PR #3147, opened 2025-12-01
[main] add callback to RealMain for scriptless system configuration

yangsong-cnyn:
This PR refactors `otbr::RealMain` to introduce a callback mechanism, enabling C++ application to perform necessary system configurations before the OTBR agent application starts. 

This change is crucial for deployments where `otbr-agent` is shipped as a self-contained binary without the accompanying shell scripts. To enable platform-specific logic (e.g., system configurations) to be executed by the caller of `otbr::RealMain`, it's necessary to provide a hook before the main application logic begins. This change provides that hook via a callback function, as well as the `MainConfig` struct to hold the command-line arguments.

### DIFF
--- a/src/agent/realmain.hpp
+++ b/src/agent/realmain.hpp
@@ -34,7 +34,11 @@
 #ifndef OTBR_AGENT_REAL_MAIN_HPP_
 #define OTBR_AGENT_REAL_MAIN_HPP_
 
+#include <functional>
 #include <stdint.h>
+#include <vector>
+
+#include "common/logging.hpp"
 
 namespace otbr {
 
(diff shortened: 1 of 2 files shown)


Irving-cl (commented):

==============================

### What to do:
Everything from the line containing "(diff shortened: 1 of 2 files shown)" to the last line of the entries above should be quoted exactly, and only that.

### Response:
(diff shortened: 1 of 2 files shown)


Irving-cl (commented):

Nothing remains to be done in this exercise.